Rather than aiming for 20% to 25% profits for most stocks, traders can aim for more modest profits – 10% or even as little as 5% in tougher markets. These indicators may seem too small, not the same as usually found in the stock market. But this is precisely the factor of this strategy since the main thing in the swing trading method is time.

The main focus of a trader may not fluctuate on the profit that develops over weeks or months but on the calculations. Typically, the average transaction duration is more than 5-10 days. In this way, traders can make many small wins, which, overall, will result in much larger cumulative profits. If a trader is happy with a 20% gain in a month or more, a 5% to 10% gain every week or two can significantly increase the overall profit.

Of course, traders should still consider losses. Smaller profits can only lead to an increase in the portfolio if the losses are small. Instead of the usual stop loss (stopping trading and withdrawing funds for a short time) from 7% to 8%, traders can take into account their losses faster, and lose a maximum of 2% to 3%. This will provide a 3-to-1 profit-to-loss ratio – which is a reasonable rule of thumb for portfolio management to succeed. This is a critical component for the entire system, as huge losses can quickly wipe out significant progress made with lower revenues.

The strategy “capture profit on increasing chart”

Since it is not known how many days or weeks the trend might last, traders can enter a bullish swing trade only after the stock appears to have resumed the original uptrend.

One way to identify this is to highlight a move against such a trend. If the stock is trading above the previous day’s high (the highest point of the Japanese candlestick), the swing trader can enter the trade after performing the risk analysis we covered in the previous strategy. This possible point is called the “entry point”.

First, find the lowest point to determine the “stop” (stop loss) position. If the stock falls below this point, you must exit the trade to reduce your losses. Then find the high point of the recent uptrend. This becomes a profit target. If a stock hits your target price or higher, you should consider exiting at least part of your position to lock in some profit.
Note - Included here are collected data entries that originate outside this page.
PR #153, opened 2022-09-21
Rename /myfiles to /private

meisekimiu:
We have been slowly renaming the "My Files" folder to "Private Files" in our application. This PR changes the url for the Private Root from /app/myfiles/** to /app/private/**. The core route configuration was changed so /app/private is now the URL for the private root, and any internal links/redirects within the app were also changed to point to this new location.

To make things a bit nicer for people who may have bookmarked URLs within their archive or may just be hitting a link we missed somewhere else, a new route guard was made that will redirect any subdirectories from /app/myfiles/** to /app/private/**. This is used instead of a more standard redirect to keep the subdirectories in the path intact instead of just redirecting to /app/private.

**Steps 2 Test:**
1. Log into the app and check if the URL says /app/private
2. Open various dialogs and other pages and make sure they redirect to /app/private properly
3. Manually navigate to /app/myfiles and see that it redirects properly to /app/private
4. Move into a folder that's inside of your Private Root, and then change the "private" in the url to "myfiles". Verify that it redirects properly and you're still inside of the folder
   * So for example, I navigated into a subfolder and changed `/app/private/0001-000m/22` to `/app/myfiles/0001-000m/22`. The URL should change back to the private version without kicking you out of the folder.

Resolves PER-8999.

### DIFF
--- a/src/app/core/guards/myfiles.guard.ts
+++ b/src/app/core/guards/myfiles.guard.ts
@@ -1,0 +1,31 @@
+/* @format */
+import { Injectable } from '@angular/core';
+import { Router } from '@angular/router';
+import {
+  ActivatedRouteSnapshot,
+  CanActivate,
+  RouterStateSnapshot,
+  UrlTree,
+} from '@angular/router';
+import { Observable } from 'rxjs';
+
+/**
+ * Redirects any nested routes from /app/myfiles/** to /app/private/**
+ */
+@Injectable({
+  providedIn: 'root',
+})
+export class MyfilesGuard implements CanActivate {
+  constructor(private router: Router) {}
+
+  canActivate(
+    route: ActivatedRouteSnapshot,
+    state: RouterStateSnapshot
+  ):
+    | Observable<boolean | UrlTree>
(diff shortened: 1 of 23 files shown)


src/app/core/guards/myfiles.guard.ts
```diff
@@ -0,0 +1,31 @@
...
+} from '@angular/router';
+import { Observable } from 'rxjs';
+
+/**
+ * Redirects any nested routes from /app/myfiles/** to /app/private/**
+ */
+@Injectable({
+  providedIn: 'root',
+})
+export class MyfilesGuard implements CanActivate {
```
liam-lloyd, line 18: Why isn't this `MyFilesGuard`?

liam-lloyd (approved):

src/app/core/guards/myfiles.guard.ts
meisekimiu: This was just because of the filename I picked with the Angular CLI. I used "myfiles" to match what the URL looks like.

PR #155, opened 2022-10-06
Add New Share Banner

meisekimiu:
This implements a new share banner that appears on the share preview page. This includes implementing the design as well as implementing the functionality for triggering and dismissing the banner.

PER-8966: Create new "create account" banner that is closeable
PER-8968: Show new "create account" banner on desired actions

### DIFF
--- a/src/app/share-preview/components/share-preview/share-preview.component.ts
+++ b/src/app/share-preview/components/share-preview/share-preview.component.ts
@@ -22,7 +22,7 @@ import {
 } from '@shared/utilities/forms';
 import { AccountResponse, AuthResponse } from '@shared/services/api/index.repo';
 import { DeviceService } from '@shared/services/device/device.service';
-import { Subscription } from 'rxjs';
+import { Subscription, Subject } from 'rxjs';
 import { filter } from 'rxjs/operators';
 import { GoogleAnalyticsService } from '@shared/services/google-analytics/google-analytics.service';
 import { EVENTS } from '@shared/services/google-analytics/events';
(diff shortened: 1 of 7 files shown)


src/app/share-preview/components/share-preview/share-preview.component.ts
```diff
@@ -22,7 +22,7 @@ import {
 } from '@shared/utilities/forms';
 import { AccountResponse, AuthResponse } from '@shared/services/api/index.repo';
 import { DeviceService } from '@shared/services/device/device.service';
-import { Subscription } from 'rxjs';
+import { Subscription, Subject } from 'rxjs';
```
cecilia-donnelly, line 25: What does this new import do?

cecilia-donnelly: (just curious as ever)

cecilia-donnelly (approved):
This looks great! I confess I rushed through this review a bit but it makes sense to me. Thank you, @meisekimiu !

I know you were thinking about removing the old banner in the same PR but it looks like that's not here. Totally fine, just calling it out so we don't forget.

src/app/share-preview/components/share-preview/share-preview.component.ts
meisekimiu: `Subject` is an object that can be subscribed to in RxJS, and this is used so the share banner component can subscribe to this subject and receive events from its parent. This is apparently the "proper" way to do this kind of parent-child event communication in Angular!

PR #158, opened 2022-10-26
Show reCaptcha before verifying phone numbers

meisekimiu:
Show the re-captcha component before sending any verification text messages to the user.

To test, you will need to add a reCAPTCHA Site Key to your `.env` file under the `RECAPTCHA_API_KEY` key. You should be able to get a reCAPTCHA site key from [here,](https://www.google.com/u/1/recaptcha/admin) and if you are on the Permanent Engineering Team, you should already see a Permanent Web-App key to use with your environment. We will need to make sure to add the Permanent Web App key to our secrets before merging!

If you want to test the behavior without having to send text messages, you can set the `showCaptchaForEmail` property on the `VerifyComponent` to true, which will enable the same reCAPTCHA functionality for e-mails as well, which should be a lot easier to test with (since you can just add +'s to your e-mail address if it's already verified... that doesn't work as well with phone numbers!).

Steps to test:
1. Make sure you have a reCAPTCHA key in your `.env` file
2. Add a phone number to your account (or update your e-mail if you are using the `showCaptchaForEmail` functionality)
3. Click the verify phone number/e-mail button.
4. Verify that a reCAPTCHA is shown, and that the verification code is not actually sent until the CAPTCHA has been verified.

### DIFF
--- a/package-lock.json
+++ b/package-lock.json
@@ -4316,6 +4316,11 @@
         "@types/node": "*"
       }
     },
+    "@types/grecaptcha": {
+      "version": "3.0.4",
+      "resolved": "https://registry.npmjs.org/@types/grecaptcha/-/grecaptcha-3.0.4.tgz",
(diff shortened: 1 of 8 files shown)


meisekimiu:
Yep that would be great!

PR #159, opened 2022-11-01
Update tag editting to handle custom metadata separately

liam-lloyd:
Currently, custom metadata is shown just like any other tag in the metadata sidebar of a file or folder. This commit creates a separate custom metadata section in that sidebar and updates how individual pieces of custom metadata are displayed to make clearer that they are key:value pairs.

Resolves PER-9020: Front-end: Implement design for displaying custom metadata

### DIFF
--- a/src/app/file-browser/components/edit-tags/edit-tags.component.html
+++ b/src/app/file-browser/components/edit-tags/edit-tags.component.html
@@ -2,8 +2,11 @@
   <pr-tags [tags]="itemTags" (click)="startEditing()" [readOnly]="false" [class.clickable]="canEdit && !isEditing"
     [canEdit]="canEdit" [animate]="isEditing" [isEditing]="isEditing"></pr-tags>
   <div class="input-group" *ngIf="isEditing" @ngIfScaleAnimation [class.has-tags]="allTags?.length">
-    <input type="text" class="new-tag form-control" placeholder="Add new tag"
-      [(ngModel)]="newTagName" (ngModelChange)="onTagType(newTagName)" (keydown.enter)="onInputEnter(newTagName)">
+    <input type="text" class="new-tag form-control" [placeholder]="placeholderText" [(ngModel)]="newTagName"
+    (ngModelChange)="onTagType(newTagName)" (keydown.enter)="onInputEnter(newTagName)">
+    <div *ngIf="newTagInputError" class="input-vertical-error">
+      {{this.tagType === 'keyword' ? "Tag cannot contain ':'" : "Format must be key:value"}}
+    </div>
     <div class="input-group-append">
       <button class="btn btn-primary" (click)="newTagName ? onInputEnter(newTagName) : endEditing()">{{ newTagName ? 'Add' : 'Done' }}</button>
     </div>
@@ -19,6 +22,10 @@
       </div>
     </div>
   </div>
+  <p class="manage-tags-message" *ngIf="isEditing" @ngIfScaleAnimation>
+    <span class="manage-tags-link" (click)="onManageTagsClick()">
+      Manage {{this.tagType === 'keyword' ? "tags" : 'custom metadata'}}</span> in archive settings.
+  </p>
 </ng-container>
 <ng-container *ngIf="isDialog">
   <div class="dialog-content">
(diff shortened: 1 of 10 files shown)


src/app/file-browser/components/edit-tags/edit-tags.component.html
```diff
@@ -2,8 +2,11 @@
   <pr-tags [tags]="itemTags" (click)="startEditing()" [readOnly]="false" [class.clickable]="canEdit && !isEditing"
     [canEdit]="canEdit" [animate]="isEditing" [isEditing]="isEditing"></pr-tags>
   <div class="input-group" *ngIf="isEditing" @ngIfScaleAnimation [class.has-tags]="allTags?.length">
-    <input type="text" class="new-tag form-control" placeholder="Add new tag"
-      [(ngModel)]="newTagName" (ngModelChange)="onTagType(newTagName)" (keydown.enter)="onInputEnter(newTagName)">
+    <input type="text" class="new-tag form-control" [placeholder]="placeholderText" [(ngModel)]="newTagName"
+    (ngModelChange)="onTagType(newTagName)" (keydown.enter)="onInputEnter(newTagName)">
+    <div *ngIf="newTagInputError" class="input-vertical-error">
+      {{this.tagType === 'keyword' ? "Tag cannot contain ':'" : "Format must be key:value"}}
+    </div>
```
liam-lloyd, line 9: This error wasn't in the design, so I just followed the convention used for validation errors in the signup form

src/app/file-browser/components/edit-tags/edit-tags.component.html
```diff
@@ -19,6 +22,10 @@
       </div>
     </div>
   </div>
+  <p>
+    <span class="manage-tags-link" (click)="onManageTagsClick()">
+      Manage {{this.tagType === 'keyword' ? "tags" : 'custom metadata'}}</span> in archive settings.
+  </p>
```
liam-lloyd, line 28: Currently this link goes to the existing manage tags modal, which for the moment is the place to manage both tags and custom metadata. I expect it will make sense to start differentiating where it goes as part of https://permanent.atlassian.net/browse/PER-9023

src/app/file-browser/components/edit-tags/edit-tags.component.ts
```diff
@@ -1,27 +1,47 @@
...
 import { ApiService } from '@shared/services/api/api.service';
 import { TagResponse } from '@shared/services/api/tag.repo';
 import { BaseResponse } from '@shared/services/api/base';
 import { MessageService } from '@shared/services/message/message.service';
 import { ngIfScaleAnimation } from '@shared/animations';
-import { DIALOG_DATA, DialogRef } from '@root/app/dialog/dialog.module';
+import { DIALOG_DATA, DialogRef, Dialog } from '@root/app/dialog/dialog.module';
 import { SearchService } from '@search/services/search.service';
 
+export type TagType = 'keyword' | 'customMetadata';
```
liam-lloyd, line 31: `keyword` is in anticipation of what's currently called "Tags" being renamed to "Keywords" in the UI. I think at that point "tag" can become a more generic term used in code to refer to the union of keywords and custom metadata (until these concepts eventually separate entirely and that union ceases to be relevant).

src/app/file-browser/components/edit-tags/edit-tags.component.html
meisekimiu: Hm... my interpretation of the design is that this link should only appear when the tag editor is actually open (otherwise it takes up a lot of space, especially with two links being present). But I think this is ambiguous; I can't actually find a design where the tag editors are closed. We should probably run this by the experience team to see what they think.

Also, a slight nitpick but I there should be a tiny bit of margin between this link and what is above it. It looks slightly off compared to the design since it seems a bit to close to the tag editor. (Though again, the exp team can approve/disapprove how it looks here!)

src/app/file-browser/components/edit-tags/edit-tags.component.ts
```diff
@@ -33,11 +53,15 @@ export class EditTagsComponent implements OnInit, DoCheck, OnDestroy, HasSubscri
 
   public isEditing = false;
 
+  public newTagInputError = false;
```
meisekimiu, line 56: Can we reset this value when you open/close the tag editor? I feel like once the error appears, I should be able to make it go away by just closing the editor, but when I re-open it, the error is still there and it feels like something's wrong.

On a related note, when this error is being displayed, you can switch to another file in your archive, open the tag editor on it, and the error will still be present which I think definitely shouldn't be the case.

meisekimiu (changes requested):
This looks good! Thanks for working on this! It works great in testing, and tags even show up properly in other places such as public archives:



Can you show some screenshots to the experience team? Including the tag editors opened, closed, and with error messages.

The code looks good, minus the small bug I mentioned with the `newTagInputError` value, which I think should be fixed.

meisekimiu (approved):
Thanks for the fixes, this looks good!

PR #166, opened 2022-11-19
Wrap tags and custom metadata within colored background "pills"

liam-lloyd:
Currently, when tags or custom metadata are very long they wrap, causing their colored background padding to overlap in an odd-looking way. This commit resolves the issue by using `<p>` elements instead of `<span>`s, so the text wraps within a taller block of background padding if it is long enough to wrap.

### DIFF
--- a/src/app/file-browser/components/file-viewer/file-viewer.component.html
+++ b/src/app/file-browser/components/file-viewer/file-viewer.component.html
@@ -1,28 +1,59 @@
-<div class="file-viewer" [ngClass]="{'minimal': useMinimalView, 'editing-date': editingDate, 'can-edit': canEdit}">
+<!-- @format -->
+<div
+  class="file-viewer"
+  [ngClass]="{
+    minimal: useMinimalView,
+    'editing-date': editingDate,
+    'can-edit': canEdit
+  }"
+>
   <div class="file-viewer-close">
-    <a (click)="close()">
-      <i class="ion-md-arrow-dropleft"></i> Back
-    </a>
+    <a (click)="close()"> <i class="ion-md-arrow-dropleft"></i> Back </a>
   </div>
   <div class="thumb-target">
-    <div class="thumb-wrapper" *ngFor="let record of records; let i = index;" [hidden]="!isQueued(i)"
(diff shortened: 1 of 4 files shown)


cecilia-donnelly (commented):
Hmm this still doesn't wrap for me on Firefox unless I'm missing something about where this supposed to show up.

Here it is on the public version of the item:
Screenshot 2022-11-23 at 15-55-57 Public Permanent org

cecilia-donnelly:
And here is how it looks on main in Firefox:

Screenshot 2022-11-23 at 16-01-30 Public Permanent org

cecilia-donnelly:
Okay, I see! It looks like this works better on the "edit" panel with tags that have spaces:

Screenshot 2022-11-23 at 16-05-33 Public Permanent org

It still looks a bit weird on the public version - I'm not sure why the "quickkey" custom metadata is being pushed off the side:

Screenshot 2022-11-23 at 16-04-34 Public Permanent org

But it looks similar in Chrome, so at least this doesn't appear to be a browser-specific issue!

liam-lloyd:
@cecilia-donnelly looks like these oddities come from the fact that many of the children of this sidebar believe they have more width available than they actually do. I'll figure out how to fix that. And should we also wrap long strings without separators? Or is that a question for Kaitlyn?

liam-lloyd:
@cecilia-donnelly I've fixed the issue where the text goes off the edge of the window.

@cecilia-donnelly @k8lyn6 I've also added what seems to me the most reasonable handling of long tags with no natural breakpoints (though I'm happy to do something else if you have a different idea Kaitlyn, I just figured I'd put this in for the moment because it turned out to be fairly simple). This is to break them and display a hyphen the way books do on broken words. The setting I've chosen for this _should_ avoid breaking words where possible, but in practice this appears to be browser dependent; Chrome breaks words unnecessarily sometimes, Firefox does not (at least, not that I've seen so far).

Some long tags (where by "tags" I mean both keywords and custom metadata) in public gallery view
long_tags_public

Long tags in the archive manager on Chrome (note unnecessarily broken word)
long_tags_archive_manager

Long tags in the archive manager on Firefox
long_tags_archive_manager_firefox

k8lyn6:
@liam-lloyd I think that looks good!

PR #168, opened 2022-11-22
Restrict tag service cache to tags from the current archive

liam-lloyd:
The TagsService is intended to keep track of all tags that exist in the current archive of a logged-in user. It updates its cache of tags when a new item is viewed in case that item has a recently added tag. However, this update also happens when viewing items in a public archive, and tags from such items are added to TagsService cache of tags. This will cause those tags to appear as options when a user subsequently returns to their own archive and tries to add a tag to an item, even though those tags don't actually exist in that archive. This commit fixes that bug by updating TagsService to check the archiveId of tags before adding them to its cache, and not add them if they don't match the current archive.

Resolves: https://permanent.atlassian.net/browse/PER-9082

### DIFF
--- a/src/app/core/services/tags/tags.service.spec.ts
+++ b/src/app/core/services/tags/tags.service.spec.ts
@@ -1,16 +1,40 @@
-// import { TestBed } from '@angular/core/testing';
+/* @format */
+import { TestBed } from '@angular/core/testing';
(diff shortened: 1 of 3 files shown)


meisekimiu (approved):
Thank you for writing new tests!

PR #169, opened 2022-11-22
Center banner images on public gallery page

liam-lloyd:
Resolves: https://permanent.atlassian.net/browse/PER-8985


cecilia-donnelly (approved):
Hurray!

PR #190, opened 2021-01-05
[genie][1.0] add new package for genie gesture engine

raisjn:
genie is a gesture based launcher - it recognizes gestures and runs commands

### DIFF
--- a/package/rmkit/genie.service
+++ b/package/rmkit/genie.service
@@ -1,0 +1,17 @@
+# Copyright (c) 2020 The Toltec Contributors
+# SPDX-License-Identifier: MIT
+
+[Unit]
+Description=Gesture launcher
+After=opt.mount
+StartLimitInterval=30
+StartLimitBurst=5
+
+[Service]
+ExecStart=/opt/bin/genie /opt/etc/genie.conf
+Restart=on-failure
+RestartSec=5
+Environment="HOME=/home/root"
+
+[Install]
+WantedBy=multi-user.target
--- a/package/rmkit/package
+++ b/package/rmkit/package
@@ -38,7 +38,7 @@ genie() {
 
     configure() {
         systemctl daemon-reload
-        systemctl enable genie --now
+        echo "Run 'systemctl enable genie --now' to enable genie"
     }
 
     preremove() {
--- a/package/rmkit/package
+++ b/package/rmkit/package
@@ -2,7 +2,7 @@
 # Copyright (c) 2020 The Toltec Contributors
 # SPDX-License-Identifier: MIT
 
-pkgnames=(harmony mines nao remux simple)
+pkgnames=(genie harmony mines nao remux simple)
 timestamp=2021-01-05T14:03-08:00
 maintainer="raisjn <of.raisjn@gmail.com>"
 license=MIT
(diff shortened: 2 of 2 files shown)


package/rmkit/package
```diff
@@ -11,17 +11,46 @@ image=python:v1.1
...
+
+    package() {
+        install -D -m 755 "$srcdir"/src/build/genie "$pkgdir"/opt/bin/genie
+        install -D -m 644 "$srcdir"/genie.service "$pkgdir"/lib/systemd/system/genie.service
+        install -D -m 644 "$srcdir"/src/genie/example.conf "$pkgdir"/opt/etc/genie.example.conf
+    }
+
+    configure() {
+        systemctl daemon-reload
+        systemctl enable genie --now
```
Eeems: I thought we were avoiding doing this for users for most things?

package/rmkit/package
```diff
@@ -11,17 +11,46 @@ image=python:v1.1
...
+
+    package() {
+        install -D -m 755 "$srcdir"/src/build/genie "$pkgdir"/opt/bin/genie
+        install -D -m 644 "$srcdir"/genie.service "$pkgdir"/lib/systemd/system/genie.service
+        install -D -m 644 "$srcdir"/src/genie/example.conf "$pkgdir"/opt/etc/genie.example.conf
+    }
+
+    configure() {
+        systemctl daemon-reload
+        echo "Run 'systemctl enable genie --now' to enable genie"
```
Eeems, line 41: I think you can use how-to-enable
```suggestion
       how-to-enable genie
```

danshick:
Just installed, I'll test drive for the next day or two.

Eeems:
I think @PeterGrace also has installed and tested on the rM2.

danshick:
So far genie is working well.

Eeems (approved):

PeterGrace:
> I think @PeterGrace also has installed and tested on the rM2.

Yes indeed -- this is my configuration for the reMarkable 2, specifically so that the full button features of oxide are retained even though there aren't physicalized buttons on the reMarkable 2.  One item of note: see how the paths on the command have to be fully qualified; I'm not sure if there's a genie package/config issue here but the exec'd command doesn't have /opt/bin in the path.  That could be a different issue (for instance, does the toltec installer include /opt/bin in the shell rc file?  At  any rate, the below config does work but beware: that "1 finger tap" for oxide menu also triggers if, like me, you're a lefty and lay your hand on the screen while writing!

```
gesture=tap
fingers=1
command=/opt/bin/rot apps call leftHeld
duration=3

gesture=tap
fingers=2
command=/opt/bin/rot screen call screenshot
duration=3

gesture=tap
fingers=3
command=/opt/bin/rot apps get applications | /opt/bin/jq '."codes.eeems.erode"' -cr | sed 's|/codes/eeems/oxide1/||' | xargs -I {} /opt/bin/rot --object Application:{} apps call launch
duration=3
```

package/rmkit/genie.service
```diff
@@ -0,0 +1,17 @@
...
+Description=Gesture launcher
+After=opt.mount
+StartLimitInterval=30
+StartLimitBurst=5
+
+[Service]
+ExecStart=/opt/bin/genie /opt/etc/genie.conf
+Restart=on-failure
+RestartSec=5
+Environment="HOME=/home/root"
```
Eeems, line 14:
```suggestion
Environment="HOME=/home/root"
Environment="PATH=/opt/bin:/opt/sbin:/opt/usr/bin:/usr/local/bin:/usr/bin:/bin:/usr/local/sbin:/usr/sbin:/sbin"
```

raisjn:
> At any rate, the below config does work but beware: that "1 finger tap" for oxide menu also triggers if, like me, you're a lefty and lay your hand on the screen while writing!

nice report! i guess we can make genie work better by not invoking any gestures if pen is on or near screen so that this doesn't happen as frequently

PR #191, opened 2021-01-05
[rmkit] update remux to 0.1.5-1

raisjn:
* launch remux on 3 finger tap (much more useful on rM2)
* remux launches when SIGWINCH signal is sent


matteodelabre:
Looks good. Could you please update the source timestamp in the recipe?

matteodelabre (approved):
Looks good to me

PR #193, opened 2021-01-06
[docs] webpage built from rst

raisjn:
Add an index page built from rst. Uses hand drawn logo from matteo


raisjn:
Screenshot_2021-01-08_12-06-50
Screenshot_2021-01-08_12-07-23

web/index.rst
```diff
@@ -0,0 +1,88 @@
...
+
+  No, it is a community project
+
+* Where can I get help?
+
+  `please open an issue on github <#>`_
+
+* Will this brick my remarkable?
+
+  No
```
Eeems:
```suggestion
  No, but `standard disclaimers apply <https://github.com/toltec-dev/toltec/blob/stable/LICENSE>`_
```

raisjn:
moving this out of WIP. do people have more content / suggestions? if so, please feel free to update the branch (or add comments)

can see the latest site here: https://opkg.rmkit.dev/ (was auto generated from rmkit fork of toltec)

LinusCDE:
I quite like that color!

I toyed around a bit with having icons float space like, but think it ultimatively would just look like a cheap among us knock off and would increase the homepages complexity (would need a js to coordinate having like 2-3 random icons floating and a way of getting the icons from the packages `/opt/etc/draft/icons` folder).


https://user-images.githubusercontent.com/22298664/104127387-20f8aa80-5362-11eb-99cf-1e1bd1e13bc5.mp4

---

The index.html should probably get placed into `build/`.

raisjn:
I like the floating icons! We can hardcode a few to start with (instead of adding tooling) and later figure that out

The next two things are:

* finalize content
* add in links (we don't have an opkg quickstart guide, for example)

LinusCDE:
> I like the floating icons! We can hardcode a few to start with (instead of adding tooling) and later figure that out
> 
> The next two things are:
> 
>     * finalize content
> 
>     * add in links (we don't have an opkg quickstart guide, for example)

To have decent flexibility, I would like to automate the creation of animations with JS though. But I can't find a way to make rst2html include it.

Eeems:
Should we maybe use [rst2html5](https://pypi.org/project/rst2html5/)?

It will allow you to include a script with 
image

okayzed:
rst2html5 sounds good to me, just pushed it

matteodelabre:
Made some changes to the web build process:

* Move the workflow for pushing to the remote server into `stable`
* Make the build script more consistent with other scripts in the repo
* Automatically compute the bootstrap script hash displayed in `index.rst`

scripts/web-build
```diff
@@ -0,0 +1,62 @@
+#!/usr/bin/bash
```
raisjn: should be /usr/bin/env bash or /bin/bash

matteodelabre: Thanks!

Eeems:
When I'm trying to generate this, the stylesheet isn't being added to the html.

image
I'm also seeing some strange stuff happening to the text. I blame running this on Windows.

Eeems (approved):
Okay, building on a linux host works properly.

matteodelabre:
> When I'm trying to generate this, the stylesheet isn't being added to the html.

I added the `embed-stylesheet: no` flag to docutils, so the stylesheet should be linked in the header of the HTML file. Do you see a link in the source? Is the `toltec.css` file in the same folder as the HTML file you’re viewing?

> image
> I'm also seeing some strange stuff happening to the text. I blame running this on Windows.

Looks like an encoding issue. Can you try again with the latest commit?

Eeems:
> I added the `embed-stylesheet: no` flag to docutils, so the stylesheet should be linked in the header of the HTML file. Do you see a link in the source? Is the `toltec.css` file in the same folder as the HTML file you’re viewing?

On windows, no it doesn't add the link to the html file. The css file does exist though.


> Looks like an encoding issue. Can you try again with the latest commit?

That fixed it!

raisjn:
for subsequent web updates, should we open PR on stable branch or does it go through testing -> stable?

> I added the embed-stylesheet: no flag to docutils, so the stylesheet should be linked in the header of the HTML file. Do you see a link in the source? Is the toltec.css file in the same folder as the HTML file you’re viewing?

i see it when i do a build locally

matteodelabre:
> for subsequent web updates, should we open PR on stable branch or does it go through testing -> stable?

I think the most straightforward approach is to push the web updates through stable merges. This way, all end-user-facing content is checked and approved at the same point in our process.

PR #195, opened 2021-01-06
Add keywriter package

matteodelabre:
The app can only be controlled by an USB OTG keyboard, which for now users have only managed to connect on rM1 (see
<https://github.com/dps/remarkable-keywriter/issues/14>).

The docs are a bit lacking, so if you want to test the app:

* the “home” button (middle one) opens a menu to select a file to edit in the `/home/root/edit` directory. By default `draft.md` is opened,
* the default view shows the content of the active file (or an empty screen if the file is empty) with any Markdown syntax properly rendered,
* switch between normal and edit mode by pressing \<Esc\>.

### DIFF
--- a/package/keywriter/keywriter.draft
+++ b/package/keywriter/keywriter.draft
@@ -1,0 +1,7 @@
+# Copyright (c) 2021 The Toltec Contributors
+# SPDX-License-Identifier: MIT
+
+name=keywriter
+desc=Markdown-enabled free writing app
+call=/opt/bin/keywriter
+term=:
--- a/package/keywriter/package
+++ b/package/keywriter/package
@@ -1,0 +1,49 @@
+#!/usr/bin/env bash
+# Copyright (c) 2021 The Toltec Contributors
+# SPDX-License-Identifier: MIT
+
+pkgnames=(keywriter)
+pkgdesc="Markdown-enabled free writing app"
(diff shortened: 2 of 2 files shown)


LinusCDE (approved):
Works fine. :+1: (Worked even with my abomination of a ["otg"-adapter](https://i.imgur.com/S9EKJim.png)). :laughing: 

Just curious: How did you even manage to build the package? For me it failed due to a bug here: #198 . My guess would be that you either built it with v1.2.1 (since you seemed to add 1.2.2 to fix an encountered bug) or has some cached version. Or do we have usually have a "latest" of the toolchain anyway and my PR #198 not needed?

---

It would be really cool to have an icon for this as well. Just a idea for @dps:
screenshot3191

matteodelabre:
Thanks for testing!

> Just curious: How did you even manage to build the package? For me it failed due to a bug here: #198 . My guess would be that you either built it with v1.2.1 (since you seemed to add 1.2.2 to fix an encountered bug) or has some cached version. Or do we have usually have a "latest" of the toolchain anyway and my PR #198 not needed?

I built it yesterday evening and I messed up the `latest` tag today, just before you tested it on your side apparently. Sorry about that. There is indeed usually a `latest` tag, but it’s best to set an explicit version to avoid builds suddenly breaking, so your PR is still valid.

PR #197, opened 2021-01-07
Add koreader nightly with rM2 support

raisjn:
instead of updating koreader package,  add a package for koreader-nightly that conflicts with the main koreader package.


raisjn:
matteo added rm2 support to main koreader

It’s pretty simple if you look at this graph:

Taking Profit for a Swing Trader on an Up Chart

Conclusion on Swing Trading

Swing trading is an interesting technique for trading small swings on the chart of an asset or future. It has an average duration and minimal need to be chained to the screen.

This method can be suitable for day traders who do not have enough time for their practices or those traders who would like to learn how to properly respond to price changes, reducing their losses to an acceptable level.

Trading in the financial markets carries a high level of capital risk. In order to reduce risks, it is recommended to strictly follow the rules of money management and always set Stop Loss. All decisions that a trader makes when working on Forex are his personal responsibility.